The photochromic norbornadiene/quadricyclane (NBD/QC) couple has found interest as a molecular solar thermal energy (MOST) system for storage of solar energy. To increase the energy difference between the two isomers, we present here the synthesis of a selection of benzo-fused NBD derivatives that contain an aromatic unit, benzene, naphthalene or phenanthrene, fused to one of the NBD double bonds, while the carbon atoms of the other double bond are functionalized with donor and acceptor groups. The synthesis protocols involve functionalization of benzo-fused NBDs with bromo/chloro substituents followed by a subjection of these intermediates to a cyanation reaction (introducing a cyano acceptor group) followed by a Sonogashira coupling (introducing an arylethynyl donor group, -C≡CC6H4NMe2 or -C≡CC6H4OMe).
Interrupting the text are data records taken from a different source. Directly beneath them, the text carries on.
PR #8666, opened 2026-05-20
feat(github): display artifact size in check results

### LINKED ISSUE #8662: Display artifact size in github check results
Since we have it now, we can also include it on the github pages

https://github.com/taskcluster/taskcluster/blob/dc7b40dcec628323bcaac551deebf503988f2bee/services/github/src/handlers/status.js#L226-L237

mahavirkunwar:
Github Bug/Issue: Fixes #8662


services/github/src/handlers/status.js
```diff
@@ -221,18 +221,28 @@ export async function statusHandler(message) {
...
       }
 
+      // A quick helper function to format bytes nicely (e.g., 1024 -> "1 KB")
+      const formatBytes = (bytes) => {
+        if (!bytes || bytes === 0) return '0 Bytes';
+        const k = 1024;
+        const sizes = ['Bytes', 'KB', 'MB', 'GB', 'TB'];
+        const i = Math.floor(Math.log(bytes) / Math.log(k));
+        return parseFloat((bytes / Math.pow(k, i)).toFixed(2)) + ' ' + sizes[i];
+      };
```
petemoore: We have something similar in ui/src/utils/formatBytes.js - I wonder if that can be reused? I think there we use "B" instead of "Bytes", not that it really matters. Also reusing isn't critical, it is only a few lines that are unlikely to change.

In the other version we have:
```
const UNITS = ['B', 'KB', 'MB', 'GB', 'TB', 'PB'];
```

so maybe we should just align on B vs Bytes. Or maybe we should just copy that implementation so we are certain they are consistent. Not sure if we already have any means to share code across ui and services.

@lotas / @Eijebong what do you think?

Eijebong: https://github.com/taskcluster/taskcluster/pull/8579#discussion_r3184866292

Could also use what I suggested there (which honestly should probably have been used for the service also since it ended up doing base 1k instead of base 2, but it's irrelevant here)

mahavirkunwar: I will check this and update PR. I will use the existing functions.

mahavirkunwar:
Hi everyone, thanks for the reviews and patience! I've updated the PR to use the native Intl.NumberFormat approach that @Eijebong suggested over in #8579, which handles the formatting cleanly. I also resolved the nodejs linting errors and generated the changelog snippet.

Let me know if anything else is needed!

services/github/src/handlers/status.js
```diff
@@ -221,18 +221,30 @@ export async function statusHandler(message) {
         output.addText(`### Artifacts`);
       }
 
+      // A helper function using native Intl to format bytes (base 1000)
+      const formatBytes = (bytes) => {
+        if (!bytes || bytes === 0) {return '0 B';}
```
lotas: @mahavirkunwar can you please update this logic to match what we do on the UI:

https://github.com/taskcluster/taskcluster/blob/8a350dbe154eacd52d67814da1a1d299be15aabe/ui/src/utils/formatBytes.js#L4-L10

mahavirkunwar: @lotas I will update the PR.

lotas: @mahavirkunwar thanks, did you by a chance forgot to push it? :) I think the version is still the same

lotas:
Thanks @mahavirkunwar 
I tried to run tests locally after adding sizes to the mock data https://github.com/taskcluster/taskcluster/blob/f7038b2bab5f8ed2fa7ee793402521ec72c3275f/services/github/test/handler_test.js#L184 

```js
        for (let i = 0; i < options.limit; i++) {
          artifacts.push({
            name: `artifact-${i}`,
            size: 2 ** i,
          });
        }
```

tests are obviously failing, but what I was checking is the resulting output:

```diff
-\- [artifact-0 (1 byte)](https://tc-tests.example.com/tasks/banana/runs/0/artifact-0)
-\- [artifact-1 (2 byte)](https://tc-tests.example.com/tasks/banana/runs/0/artifact-1)
-\- [artifact-2 (4 byte)](https://tc-tests.example.com/tasks/banana/runs/0/artifact-2)
-\- [artifact-3 (8 byte)](https://tc-tests.example.com/tasks/banana/runs/0/artifact-3)
-\- [artifact-4 (16 byte)](https://tc-tests.example.com/tasks/banana/runs/0/artifact-4)
-\- [artifact-5 (32 byte)](https://tc-tests.example.com/tasks/banana/runs/0/artifact-5)
-\- [artifact-6 (64 byte)](https://tc-tests.example.com/tasks/banana/runs/0/artifact-6)
-\- [artifact-7 (128 byte)](https://tc-tests.example.com/tasks/banana/runs/0/artifact-7)
-\- [artifact-8 (256 byte)](https://tc-tests.example.com/tasks/banana/runs/0/artifact-8)
-\- [artifact-9 (512 byte)](https://tc-tests.example.com/tasks/banana/runs/0/artifact-9)
-\- [artifact-10 (1K byte)](https://tc-tests.example.com/tasks/banana/runs/0/artifact-10)
-\- [artifact-11 (2K byte)](https://tc-tests.example.com/tasks/banana/runs/0/artifact-11)
-\- [artifact-12 (4.1K byte)](https://tc-tests.example.com/tasks/banana/runs/0/artifact-12)
-\- [artifact-13 (8.2K byte)](https://tc-tests.example.com/tasks/banana/runs/0/artifact-13)
-\- [artifact-14 (16K byte)](https://tc-tests.example.com/tasks/banana/runs/0/artifact-14)
-\- [artifact-15 (33K byte)](https://tc-tests.example.com/tasks/banana/runs/0/artifact-15)
-\- [artifact-16 (66K byte)](https://tc-tests.example.com/tasks/banana/runs/0/artifact-16)
-\- [artifact-17 (131K byte)](https://tc-tests.example.com/tasks/banana/runs/0/artifact-17)
-\- [artifact-18 (262K byte)](https://tc-tests.example.com/tasks/banana/runs/0/artifact-18)
-\- [artifact-19 (524K byte)](https://tc-tests.example.com/tasks/banana/runs/0/artifact-19)
-\- [artifact-20 (1M byte)](https://tc-tests.example.com/tasks/banana/runs/0/artifact-20)
-\- [artifact-21 (2.1M byte)](https://tc-tests.example.com/tasks/banana/runs/0/artifact-21)
-\- [artifact-22 (4.2M byte)](https://tc-tests.example.com/tasks/banana/runs/0/artifact-22)
-\- [artifact-23 (8.4M byte)](https://tc-tests.example.com/tasks/banana/runs/0/artifact-23)
-\- [artifact-24 (17M byte)](https://tc-tests.example.com/tasks/banana/runs/0/artifact-24)
-\- [artifact-25 (34M byte)](https://tc-tests.example.com/tasks/banana/runs/0/artifact-25)
-\- [artifact-26 (67M byte)](https://tc-tests.example.com/tasks/banana/runs/0/artifact-26)
-\- [artifact-27 (134M byte)](https://tc-tests.example.com/tasks/banana/runs/0/artifact-27)
-\- [artifact-28 (268M byte)](https://tc-tests.example.com/tasks/banana/runs/0/artifact-28)
-\- [artifact-29 (537M byte)](https://tc-tests.example.com/tasks/banana/runs/0/artifact-29)
-\- [artifact-30 (1.1B byte)](https://tc-tests.example.com/tasks/banana/runs/0/artifact-30)
-\- [artifact-31 (2.1B byte)](https://tc-tests.example.com/tasks/banana/runs/0/artifact-31)
-\- [artifact-32 (4.3B byte)](https://tc-tests.example.com/tasks/banana/runs/0/artifact-32)
-\- [artifact-33 (8.6B byte)](https://tc-tests.example.com/tasks/banana/runs/0/artifact-33)
-\- [artifact-34 (17B byte)](https://tc-tests.example.com/tasks/banana/runs/0/artifact-34)
-\- [artifact-35 (34B byte)](https://tc-tests.example.com/tasks/banana/runs/0/artifact-35)
-\- [artifact-36 (69B byte)](https://tc-tests.example.com/tasks/banana/runs/0/artifact-36)
-\- [artifact-37 (137B byte)](https://tc-tests.example.com/tasks/banana/runs/0/artifact-37)
-\- [artifact-38 (275B byte)](https://tc-tests.example.com/tasks/banana/runs/0/artifact-38)
-\- [artifact-39 (550B byte)](https://tc-tests.example.com/tasks/banana/runs/0/artifact-39)
-\- [artifact-40 (1.1T byte)](https://tc-tests.example.com/tasks/banana/runs/0/artifact-40)`
-\- [artifact-41 (2.2T byte)](https://tc-tests.example.com/tasks/banana/runs/0/artifact-41)
-\- [artifact-42 (4.4T byte)](https://tc-tests.example.com/tasks/banana/runs/0/artifact-42)
-\- [artifact-43 (8.8T byte)](https://tc-tests.example.com/tasks/banana/runs/0/artifact-43)
-\- [artifact-44 (18T byte)](https://tc-tests.example.com/tasks/banana/runs/0/artifact-44)
-\- [artifact-45 (35T byte)](https://tc-tests.example.com/tasks/banana/runs/0/artifact-45)
-\- [artifact-46 (70T byte)](https://tc-tests.example.com/tasks/banana/runs/0/artifact-46)
-\- [artifact-47 (141T byte)](https://tc-tests.example.com/tasks/banana/runs/0/artifact-47)
-\- [artifact-48 (281T byte)](https://tc-tests.example.com/tasks/banana/runs/0/artifact-48)
-\- [artifact-49 (563T byte)](https://tc-tests.example.com/tasks/banana/runs/0/artifact-49)
+\- [artifact-0](https://tc-tests.example.com/tasks/banana/runs/0/artifact-0)
+\- [artifact-1](https://tc-tests.example.com/tasks/banana/runs/0/artifact-1)
+\- [artifact-2](https://tc-tests.example.com/tasks/banana/runs/0/artifact-2)
+\- [artifact-3](https://tc-tests.example.com/tasks/banana/runs/0/artifact-3)
+\- [artifact-4](https://tc-tests.example.com/tasks/banana/runs/0/artifact-4)
+\- [artifact-5](https://tc-tests.example.com/tasks/banana/runs/0/artifact-5)
+\- [artifact-6](https://tc-tests.example.com/tasks/banana/runs/0/artifact-6)
+\- [artifact-7](https://tc-tests.example.com/tasks/banana/runs/0/artifact-7)
+\- [artifact-8](https://tc-tests.example.com/tasks/banana/runs/0/artifact-8)
+\- [artifact-9](https://tc-tests.example.com/tasks/banana/runs/0/artifact-9)
+\- [artifact-10](https://tc-tests.example.com/tasks/banana/runs/0/artifact-10)
+\- [artifact-11](https://tc-tests.example.com/tasks/banana/runs/0/artifact-11)
```

That's an unusual way to write sizes  `4 byte`, `16K byte`, `2.1M byte` ? Shouldn't it be using `MB`, `KB` etc

Can you also add a proper tests to cover this once the formatting is fixed? 
Thanks!

lotas (changes requested):
Thanks!

lotas:
I had to rebase because there were some conflicts in handler_test 
Also extracted helper function into a separate util

lotas (approved):

PR #8668, opened 2026-05-21
Use a `Set` instead of a `Map` with `undefined` values in `TaskGroup`

Eijebong:
`this.tasks` was declared as a `Map` but only ever used for membership checks (insertion was `set(key)`, no value which defaulted to `undefined`). This is a sign that it's a `Set` wearing a `Map` costume.

Convert it to an actual `Set` and fix what prompted me to look at this code while I'm touching it, `forEach` was returning whatever `this.tasks.set(...)` was returning which triggered biome's `useIterableCallbackReturn`.

This map was never needed and should've been a set in 3c330c362ad7348a6eee38ea868f412cd2b28116 already.

### DIFF
--- a/changelog/Wr2mIsbrRqeqOOnskEjmdQ.md
+++ b/changelog/Wr2mIsbrRqeqOOnskEjmdQ.md
@@ -1,0 +1,2 @@
+level: silent
+---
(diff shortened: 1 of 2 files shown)


lotas (approved):
sweet. thanks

While the derivatives have good absorption properties in the visible region (redshifted relative to parent system) in the context of MOST applications, they lack the ability to undergo NBD-to-QC photoisomerization, even in the presence of a photosensitizer. It seems that loss of aromaticity of the fused aromatics is too significant to allow photoisomerization to occur. The concept of destroying aromaticity of a neighboring moiety as a way to enhance the energy density of the NBD/QC couple thus needs further structural modifications, in the quest for optimum MOST systems.